Se Amy tivesse tempo, se estivesse na cidade à lazer, procurando pelo pai para saciar uma curiosidade antiga, teria esperado pelo exame de bom grado. O problema era que Amy não tinha tempo. Cada segundo fora da estrada era um segundo perdido, um segundo que se esvaía por entre seus dedos. Tão calmamente quanto conseguiu, disse:

— Não posso viajar de avião. Entrei no país pelo Canadá.

Outro silêncio cresceu. Damian franziu tanto o cenho que Amy pensou que seu rosto quadrado de boneco de ação fosse virar do avesso como um daqueles Pikachus japoneses que se transformam em Pokébolas e vice-versa. Abobalhado, ele perguntou:

— Oi?

— Peguei um avião de Edimburgo para o Canadá, e de lá... — Amy fez uma pausa e cruzou os braços. Ela e a mãe tinham aquela viagem marcada para Toronto há meses. A única diferença foi o objetivo final. Amy adotou a atitude blasé. — O que importa? Preciso ir de carro até a Flórida porque, tecnicamente, sou imigrante ilegal.

Damian Harris, seu pai, ergueu-se do sofá. Ela não recuou, levantando o queixo para ele. Trocaram um olhar pesado antes de o cara estender a mão. Amy franziu o nariz.

— Me dê o telefone da sua mãe, garota. Vou ligar para Diane e acabar agora mesmo com essa piada.

Amy teria rido, mas ela atravessara um oceano e uma fronteira para estar ali. As piadas perdiam a graça depois de um tempo, depois de tantas milhas vencidas. Encarando o fundo dos olhos azuis de Damian com nada além de desprezo, Amy disse:

— Minha mãe está morta, cara.

Damian manteve a mão estendida, mas sua expressão era abobalhada, similar à de quem recebe um tapa na orelha. Lara parou de esfregar a medalhinha.

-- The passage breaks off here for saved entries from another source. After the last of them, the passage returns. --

Issue #2320, opened 2024-10-18
`starknet_getStorageProof`: avoid recomputing hashes


sistemd:
Currently, we calculate a hash from scratch in some places, whereas we could fetch hashes from the DB instead.

Original comment: https://github.com/eqlabs/pathfinder/pull/2314#discussion_r1806151650.

PR #2336, opened 2024-10-24
feat(trie): avoid node hash recalculation when generating proofs

sistemd:
Closes https://github.com/eqlabs/pathfinder/issues/2320.

### DIFF
--- a/crates/merkle-tree/src/tree.rs
+++ b/crates/merkle-tree/src/tree.rs
@@ -526,16 +526,17 @@ impl<H: FeltHash, const HEIGHT: usize> MerkleTree<H, HEIGHT> {
         root: u64,
         storage: &impl Storage,
         key: &BitSlice<u8, Msb0>,
-    ) -> Result<Vec<TrieNode>, GetProofError> {
+    ) -> Result<Vec<TrieNodeWithHash>, GetProofError> {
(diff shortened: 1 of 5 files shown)


CHr15F0x (approved):

crates/merkle-tree/src/tree.rs
```diff
@@ -642,7 +645,18 @@ impl<H: FeltHash, const HEIGHT: usize> MerkleTree<H, HEIGHT> {
                     }
                 };
 
-                nodes.push(node);
+                let node_hash = match node_hash_cache.get(&index) {
```
kkovaacs, line 648: I think there's another potential improvement here: since both the serialized node representation and the hash is in the same row in the DB we could just query both at the same time from SQLite essentially for free. The storage abstraction does not make this possible now though, that would require another refactor...

kkovaacs (approved):
LGTM, thanks!

crates/merkle-tree/src/tree.rs
kkovaacs: Oh, and I don't think we should actually implement this improvement for now. Let's see if the implementation we have is OK (I'd think it is) and improve only if it makes sense.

Outro episódio de Bob Esponja terminou quando a porta foi escancarada. Os três se viraram. Uma moça com cara de ressaca e forte semelhança com Lara sorriu preguiçosamente, jogando as chaves num cestinho ao lado da porta.

— Que noite, sorella! — A recém-chegada riu. Seus olhos castanhos alternaram entre Amy e o cara. — Ei, eu não sabia que você estava com visitas. Bom-dia. Tudo certo depois de ontem, vizinho?

Nenhum deles respondeu. A moça, que tinha os cabelos presos num coque frouxo e usava uma blusa negra, repleta de lantejoulas, riu. Sua maquiagem estava um pouquinho borrada, mas nada apagou o sorriso brincalhão de seu rosto.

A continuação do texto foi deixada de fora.